As an agnostic, Mark Twain had no answer to his question but the last two chapters of Vayikra in a sense provide the answer. In spite of all the odds against them, the Jewish people have survived because they stand in a unique relationship with the Creator of the universe.

Chapter 26 of Leviticus is set in the form of an ancient suzerain treaty, which would have been familiar to the Israelites. In the ancient Middle East, powerful kings often initiated covenants with the kings he had conquered. The suzerain would lay certain conditions on the conquered vassal, spelling out the benefits that would accrue from keeping the covenant and the consequences of disobedience.

HASHEM was Israel’s almighty suzerain.
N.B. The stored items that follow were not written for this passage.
PR #1891, opened 2025-05-31
CASSGO-77: Add golangci-lint integration

dkropachev:
`golangci-lint` is standard de facto in golang community.
Using will help with:

- Having code uniformity
- Enforcing certain linting rules
- Prevent bugs
- Prevent unused variables, increasing driver efficiency
- Easy and speedup reviewing proceccess by detecting problems early

 
`govet/fieldalignment` stands out from rest of the linters, it will help to define structures in a way that will make them occupy less memory and provide better productivty as result.

### DIFF
--- a/.golangci.yml
+++ b/.golangci.yml
@@ -1,0 +1,33 @@
+version: "2"
+
+issues:
+  max-same-issues: 50
+
+formatters:
+  enable:
+    - goimports
+
+  settings:
+    goimports:
+      local-prefixes:
+        - github.com/gocql/gocql
+        - github.com/apache/cassandra-gocql-driver
+    golines:
+      max-len: 120
+
+linters:
+  default: none
+  enable:
+    - nolintlint
+    - govet
+  settings:
+    govet:
+      enable-all: true
+      disable:
+        - shadow
+        - fieldalignment
+
+    nolintlint:
+      allow-no-explanation: [ golines ]
+      require-explanation: true
+      require-specific: true
--- a/Makefile
+++ b/Makefile
@@ -8,6 +8,7 @@ TEST_COMPRESSOR ?= no-compression
 TEST_INTEGRATION_TAGS ?= integration
 
 CCM_VERSION ?= 39b8222b31a6c7afe8fe845d16981088a5a735ad
+GOLANGCI_VERSION = v2.1.6
 JVM_EXTRA_OPTS ?= -Dcassandra.test.fail_writes_ks=test -Dcassandra.custom_query_handler_class=org.apache.cassandra.cql3.CustomPayloadMirroringQueryHandler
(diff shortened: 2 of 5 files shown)


joao-r-reis:
I don't think it's a good idea to say something like "X is standard de facto in golang community" when advocating for a change because a lot of the times when I search online to determine whether this is true or not I'll find a lot of discussion around it and not really any consensus. 

In this particular case from what I'm reading it looks like `golangci-lint` is just a way of running multiple linters so you could just add `golanci-lint` and run the `go vet` linter through `golanci-lint`. Instead what this PR is doing is adding a bunch of more linters instead of just `go vet` in addition to adding `golangci-lint` integration.

Personally I'm fine with using `golangci-lint` but I think the current list of linters that you have is way too large and as a result the diff is huge. This will cause all existing open PRs to have giant conflicts and personally I don't think it's worth the hassle. Also it will probably make it very frustrating to contribute to the driver because how harsh the linter checks are. Maybe you can try running `golangci-lint` with the default linters only and see if it's a good compromise.

dkropachev:
> I don't think it's a good idea to say something like "X is standard de facto in golang community" when advocating for a change because a lot of the times when I search online to determine whether this is true or not I'll find a lot of discussion around it and not really any consensus.
> 
> In this particular case from what I'm reading it looks like `golangci-lint` is just a way of running multiple linters so you could just add `golanci-lint` and run the `go vet` linter through `golanci-lint`. Instead what this PR is doing is adding a bunch of more linters instead of just `go vet` in addition to adding `golangci-lint` integration.
> 
> Personally I'm fine with using `golangci-lint` but I think the current list of linters that you have is way too large and as a result the diff is huge. This will cause all existing open PRs to have giant conflicts and personally I don't think it's worth the hassle. Also it will probably make it very frustrating to contribute to the driver because how harsh the linter checks are. Maybe you can try running `golangci-lint` with the default linters only and see if it's a good compromise.

What we can do here, is to replace `govet` with `golangci` with minimal changes, and later on add more linters in a separate PRs, advocating for each of them separately.

joao-r-reis:
> What we can do here, is to replace govet with golangci with minimal changes, and later on add more linters in a separate PRs, advocating for each of them separately.

Yeah that is a good approach 👍

dkropachev:
> > What we can do here, is to replace govet with golangci with minimal changes, and later on add more linters in a separate PRs, advocating for each of them separately.
> 
> Yeah that is a good approach 👍

Done, please take a look.

joao-r-reis (approved):
👍 can you squash commits and format the commit message like [this](https://github.com/apache/cassandra-gocql-driver/blob/trunk/CONTRIBUTING.md#commit-message)? Then I'll merge

PR #1892, opened 2025-06-13
CASSGO-71 Add way to create HostInfo objects for testing purposes

joao-r-reis:
Also renamed NewHostInfo to NewHostInfoFromContactPoint, this isn't a breaking change because this function was exported recently and no release has gone out since then.

What is a breaking change is making `host.SetHostID` private, I don't see why we would let users modify the host id

### DIFF
--- a/host_source.go
+++ b/host_source.go
@@ -155,6 +155,8 @@ func (c cassVersion) nodeUpDelay() time.Duration {
 	return 10 * time.Second
 }
 
+// HostInfo represents a server Host/Node. You can create a HostInfo object with either NewHostInfoFromAddrPort or
+// NewTestHostInfoFromRow.
 type HostInfo struct {
 	// TODO(zariel): reduce locking maybe, not all values will change, but to ensure
 	// that we are thread safe use a mutex to access all fields.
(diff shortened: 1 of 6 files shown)


host_source.go
```diff
@@ -181,9 +183,12 @@ type HostInfo struct {
...
 }
 
-// NewHostInfo creates HostInfo with provided connectAddress and port.
+// NewHostInfoFromContactPoint creates HostInfo with provided connectAddress and port.
 // It returns an error if addr is invalid.
-func NewHostInfo(addr net.IP, port int) (*HostInfo, error) {
+//
+// If you're looking for a way to create a HostInfo object with more than just an address and port for
+// testing purposes then you can use NewTestHostInfoFromRow
+func NewHostInfoFromContactPoint(addr net.IP, port int) (*HostInfo, error) {
```
jameshartig: nit: What's the reason behind "ContactPoint"? What about "NewHostInfoFromAddrPort"? Not terribly opposed with contact point though

host_source.go
```diff
@@ -492,17 +497,42 @@ func checkSystemSchema(control *controlConn) (bool, error) {
...
+//		"rpc_address":       net.ParseIP("10.0.0.1"),
+//		"peer":              net.ParseIP("10.0.0.1"), // system.peers only
+//		"data_center":       "dc1",
+//		"rack":              "rack1",
+//		"host_id":           MustRandomUUID(),        // can also use ParseUUID("550e8400-e29b-41d4-a716-446655440000")
+//		"release_version":   "4.0.0",
+//		"native_port":       9042,
+//	}
+//	host, err := NewTestHostInfoFromRow(row)
+func NewTestHostInfoFromRow(row map[string]interface{}) (*HostInfo, error) {
```
jameshartig, line 525: Should we have the same method on `*Session` too so it could still call `AddressTranslator`?

jameshartig (approved):
Just a few minor comments

host_source.go
joao-r-reis: I checked and the only time we create host info objects from Addr and Port is during init when we are converting contact points into HostPoints, everywhere else we always use the row from the system table. I'm ok with changing to `NewHostInfoFromAddrPort` though

host_source.go
joao-r-reis: Since this is meant to be used for unit testing implementations of policies and other gocql public interfaces I don't think users will be using it with a `session` so I don't think it's necessary to involve the address translator. Maybe we can consider it if we get requests for it in the future?

host_source.go
joao-r-reis: Changed it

He had redeemed Israel from Egypt and was taking them to the land he had prepared for them. Israel’s part was to walk in his statutes, precepts and commandments. By doing so they would find themselves living in conditions that resembled Gan Eden. The land would yield so much harvest that the threshing would last until the vintage and the vintage would last until the sowing (verse 5). HASHEM would ‘provide peace in the land’ (verse 6), he would make them fruitful and increase them (verse 9) and he would ‘walk about in [their] midst’, as he did with Adam and Eve in Eden (verse 12, The Five Books of Moses. A New Translation with Introductions, Commentary, and Notes by Everett Fox).

However, if Israel refused to obey God’s commandments, if they spurned his laws and violated his covenant, they would suffer the consequences. The rest, as they say, is history but Vayikra doesn’t end at 26:39; the book ends on a note of hope. If, when Israel has gone into exile, they repent and turn back to their God, he will have mercy on them and restore them.

We know from the later Prophets that even after the people returned from exile they fell short of what was required of them. In the Haftarah, the prophet Jeremiah recognises that ‘Most devious is the heart; It is perverse — who can fathom it?’ (TANAKH: The Holy Scriptures. The New JPS Translation according to the Traditional Hebrew Text).

And yet HASHEM has remained faithful to Israel because in Leviticus 26:42, he assures his people: ‘I will bear-in-mind my Yaakov covenant, and yes, my Yitzhak covenant, and yes, my Avraham covenant will I bear-in-mind, and the land I will bear-in-mind…’ (The Five Books of Moses).

Israel’s hope can’t rest on the covenant God established through Moses at Sinai. All that covenant has ever secured for Israel has been wrath on account of their disobedience. If the covenant at Sinai was the only covenant HASHEM made with Israel, Mark Twain would never have been able to write his famous essay because Israel would have vanished centuries ago.

Israel’s hope lies in the unconditional ‘Avraham covenant’, established in Genesis 15, in which God took sole responsibility for keeping the covenant, being willing to be ‘halved’ like the sacrificial victims Abraham kills, rather than renege on his promises.

That is the secret of the immortality of the Jewish people. They have a God who is willing to become one of them and even die for them.